PROBLEM REQUIREMENTS:
Produce a verbatim transcription of the records below, beginning at the line containing "src/xenia/ui/vulkan/vulkan_swap_chain.cc" and ending at the final line; include only those lines.
BEGIN INPUT FOR THIS TASK
PR #542, opened 2016-02-19
Fix Validator Error (with swapchains)

DrChat:


src/xenia/ui/vulkan/vulkan_swap_chain.cc
```diff
@@ -37,9 +37,13 @@ VulkanSwapChain::~VulkanSwapChain() { Shutdown(); }
 bool VulkanSwapChain::Initialize(VkSurfaceKHR surface) {
   surface_ = surface;
 
+  VkBool32 surface_supported = false;
+  auto err = vkGetPhysicalDeviceSurfaceSupportKHR(
+      *device_, device_->queue_family_index(), surface, &surface_supported);
+
```
benvanik: CheckResult that err and assert_true surface_supported - if we get here it should be true and succeed (unless my assumptions are wrong :)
END INPUT FOR THIS TASK
RESULT FOR THIS TASK:
src/xenia/ui/vulkan/vulkan_swap_chain.cc
```diff
@@ -37,9 +37,13 @@ VulkanSwapChain::~VulkanSwapChain() { Shutdown(); }
 bool VulkanSwapChain::Initialize(VkSurfaceKHR surface) {
   surface_ = surface;
 
+  VkBool32 surface_supported = false;
+  auto err = vkGetPhysicalDeviceSurfaceSupportKHR(
+      *device_, device_->queue_family_index(), surface, &surface_supported);
+
```
benvanik: CheckResult that err and assert_true surface_supported - if we get here it should be true and succeed (unless my assumptions are wrong :)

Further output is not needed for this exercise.